PR #2382, opened 2019-07-23
Update README.md

OliverMaerz:
Add instructions on how to run docker image on a Mac


OliverMaerz:
There is no error. It starts ok. But the IP of the container is not accessible from macOS and opening the url with the container IP times out (see https://docs.docker.com/docker-for-mac/networking/#per-container-ip-addressing-is-not-possible)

* * * * * * * * *

Work required — In how many lines of the records does the word "docker" appear? Give the number alone.

Result of this exercise — 2